Maka mereka pun menyebutnya sebagai orang yang tidak waras. Kemudian mereka membawa orang itu kepada pemimpin mereka. Lalu pemimpin mereka itu menanyakan kepadanya tentang keadaannya sehingga ia memberitahukan apa yang dialaminya sedang ia sendiri merasa bingung terhadap keadaan dan apa yang dialaminya. Setelah ia memberitahukan hal itu kepada mereka, maka mereka [raja dan rakyatnya] pun segera berangkat bersamanya ke gua, hingga akhirnya mereka sampai di gua tersebut. Lalu ia berkata kepada rombongan itu: “Tinggallah di sini dulu sehingga aku mohonkan izin kepada teman-temanku agar kalian bisa masuk.” Maka ia pun masuk.

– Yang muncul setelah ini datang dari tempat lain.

PR #938, opened 2020-06-15
Knoweth thy Fist

ayyaruq:
When players pull in RoW (or any other Fist, or none really) and never change over the fight, we're unable to detect precisely what Fist they're in. This PR adds a suggestion for when we don't know, and updates the stats block for Fists and Table for RoF with the relevant information.

image
image

### DIFF
--- a/locale/de/messages.json
+++ b/locale/de/messages.json
@@ -560,6 +560,7 @@
   "mnk.rof.suggestions.tackle.content": "",
   "mnk.rof.suggestions.tackle.why": "",
   "mnk.rof.table.header.gcds": "GCDs",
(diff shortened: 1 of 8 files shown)


ayyaruq:
Pro tip for reviewing this - set GitHub diff to ignore whitespace, the diff looks huge and unwieldy if you don't.
image

Rjb99:
FWIW looks good to me. 

Though regarding your fist pie chart, You don't translate the other fists either, so it might be related to trying to pass in a trans Id to the PieChartStatistic.tsx that's causing it to freak out. The jobs that use a PieChart that translate like SCH, use actionLinks to translate it seems.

Dikatakan, bahwa rombongan itu tidak mengetahui bagaimana ia memasuki gua, dan Allah Ta’ala telah menyembunyikan berita mereka.

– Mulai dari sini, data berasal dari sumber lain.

PR #939, opened 2020-06-17
[Bug Fix] [Core] BuffWindow's reduceExpectedGCDsEndOfFight Function

Rjb99:
BuffWindow's reduceExpectedGCDsEndOfFight function could make Samurai's expectedGCD go negative. Instead of making an override for it in SAM's BuffWindow file, I've fixed Core to only reduce if the new calculated expectedGCD is less than the current one. to avoid getting 0 or -X expected GCDs for other jobs that may have a similar problem now or in the future.

If this is an issue, I can just override SAM's BuffWindow and leave core alone.

### DIFF
--- a/src/parser/core/modules/BuffWindow.tsx
+++ b/src/parser/core/modules/BuffWindow.tsx
@@ -219,7 +219,13 @@ export abstract class BuffWindowModule extends Module {
 
 			if (windowDurationMillis >= fightTimeRemaining) {
 				const gcdEstimate = this.globalCooldown.getEstimate()
-				return Math.ceil((windowDurationMillis - fightTimeRemaining) / gcdEstimate)
+				const newExpectedGCDs = Math.ceil((windowDurationMillis - fightTimeRemaining) / gcdEstimate)
+
+				if ( this.expectedGCDs ) {
+					if ( newExpectedGCDs <= this.expectedGCDs.expectedPerWindow ) {
+						return newExpectedGCDs
+					}
+				}
 			}
 		}
 


src/parser/core/modules/BuffWindow.tsx
```diff
@@ -219,7 +219,13 @@ export abstract class BuffWindowModule extends Module {
 
 			if (windowDurationMillis >= fightTimeRemaining) {
 				const gcdEstimate = this.globalCooldown.getEstimate()
-				return Math.ceil((windowDurationMillis - fightTimeRemaining) / gcdEstimate)
+				const newExpectedGCDs = Math.ceil((windowDurationMillis - fightTimeRemaining) / gcdEstimate)
+
+				if ( this.expectedGCDs ) {
+					if ( newExpectedGCDs <= this.expectedGCDs.expectedPerWindow ) {
+						return newExpectedGCDs
```
AzariahAeroborn, line 226: This is going to result in not allowing any reduction in expected GCDs for a situation like "used Meikyo with 1.5 seconds left in the fight", since the duration vs gcdEstimate is coming up with 4 expected GCDs to forgive.

Also, naming this variable `newExpectedGCDs` is wrong - what's being calculated is the number of GCDs to remove, not what the expected amount per the window is (getBuffWindowExpectedGCDs subtracts the result of this function from the baseline expectation per window, in addition to adding the values the class overrides provide, if any).

I think capping the overall result of getBuffWindowExpectedGCDs to a minimum of 0 or 1 may make some sense, but it's probably better for classes with "non-standard" buffs like Acceleration or Meikyo (whose duration is much longer than the number of casts required to consume all the stacks and early-end the buff) to override reduceExpectedGCDsEndOfFight directly with logic that properly accounts for their implicitly shorter "actual" duration.

Rjb99: Point Taken, I'll close this PR and just redo the logic on a override using just the fight duration left / estimatedGCD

Ada pula yang menyatakan, tetapi rombongan itu masuk menemui dan melihat mereka. Lalu si raja itu mengucapkan salam kepada mereka, lalu memeluk mereka. Raja itu adalah seorang muslim. Menurut suatu pendapat, raja itu bernama Yandusus. Maka mereka pun merasa senang dengannya dan bercengkerama bersamanya, lalu mereka meninggalkannya dan mengucapkan salam kepadanya dan kemudian kembali ke tempat pembaringan mereka
hingga akhirnya Allah mewafatkan mereka. Wallahu a’lam.

Firman-Nya: wa kadzaalika a’tsarnaa ‘alaiHim (“Dan demikian pula Kami mempertemukan [manusia] dengan mereka.”) Maksudnya, sebagaimana Kami telah menidurkan mereka, maka Kami juga membangunkan mereka seperti keadaan mereka semula, di mana mereka Kami perlihatkan kepada orang-orang yang hidup pada zaman itu.

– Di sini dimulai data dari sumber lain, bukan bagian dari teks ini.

PR #946, opened 2020-06-25
AoE Usages cleanup

yumiyafangirl:
- Updated wording from "abilities" to "actions" per the conversation here: https://discordapp.com/channels/441414116914233364/470050726014615563/709067420035186688

- Added a column "Minimum targets" that exposes our threshold to presume correctness of AoE usages

- Adjusted the wording/capitalization of the columns to bring it in line with other modules

- Added an implementation for bard:

image


ayyaruq:
I kinda feel like the interface should be `AoEAction` because the E is a proper part of the name. Re making table titles lower case... IMO having properly capitalised words is correct, and the other modules should fix their stuff, rather than making this one equally incorrect.

KelosPelmand:
All our other tables except the Barrage table use Title Casing for their headers, so it would be better for consistency to have the titles be "AoE Action Used" and such.

Wording nit: If the title of the column is "Minimum targets", I think the values should be just "2" rather than "2+".  To use "2+", the title would be "Required targets" or such.

ayyaruq:
Maybe even Optimal Targets. I'm really not sure where the "other modules" bit re titles is coming in from tho, BRD does make sense given other contents of this PR.

yumiyafangirl:
It would be nice to standardize this one way or the other. The core suggestions use sentence case ("Always be casting", "Use your cooldowns"), but I do see now that a few suggestions and tables are using full capitalization. I suppose it's a regional thing but where I'm from table headers and subheaders only capitalize the first word (Chicago Manual of Style & APA off the top of my head).

I think "Minimum Targets" is clearest so I'll just remove the +.

ayyaruq:
Core suggestions and sentences are not titles. As far as standards go, we were standardised from the beginning and use the Queen's English (ie British/Australian English).

yumiyafangirl:
British English is a dialect, not a style, and I don't think we're fully standardized there either - I've definitely seen American spellings in a handful of places.

ayyaruq:
Those should prob be cleaned up over time, and we should maybe document our preferred styles. I've never seen more than a single style for capitalisation through university in Australia or the UK so I always thought it was a single standard, I could be wrong though. This PR isn't really for how we label stuff so for now, let's revert that particular change, address the rest of the PR, and make a GitHub issue to solidify our style?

liya’lamuu anna wa’dallaaHi haqquw wa annas saa’ata laa raiba fiiHaa idz yatanaaza’uuna bainaHum amraHum (“Agar manusia itu mengetahui bahwa janji Allah itu benar, dan bahwa kedatangan hari Kiamat itu tidak ada keraguan padanya. Ketika orang-orang itu berselisih tentang urusan mereka.”) Yakni, dalam masalah hari Kiamat. Ada di antara mereka yang mempercayai keberadaannya dan ada pula yang mengingkarinya. Maka Allah Ta’ala menjadikan peristiwa yang dialami oleh Ash-haabul Kahfi yang mereka saksikan itu sebagai hujjah yang memperkuat orang-orang yang mengimani dan sebagai hujjah untuk mengalahkan orang-orang yang mengngingkarinya.

Faqaalubnuu ‘alaiHim bun-yaanan. rabbuHum a’lamu biHim (“Orang-orang itu berkata, ‘Dirikanlah sebuah bangunan di atas [gua] mereka, Rabb mereka lebih mengetahui tentang mereka.’”) Maksudnya, tutuplah pintu gua mereka itu dan tinggalkan mereka dalam keadaan seperti itu. Qaalal ladziina ghalabuu ‘alaa amriHim lanat takhidanna ‘alaiHim masjidan (“Orang-orang yang berkuasa atas urusan mereka berkata: ‘Sesungguhnya kami akan mendirikan sebuah rumah peribadatan di atasnya.’”) Mengenai orang-orang yang mengungkapkan hal tersebut, Ibnu Jarir mengisahkan dua pendapat: Pertama, mereka adalah orang-orang Islam di antara mereka. Kedua, orang-orang musyrik di antara mereka. Wallahu a’lam.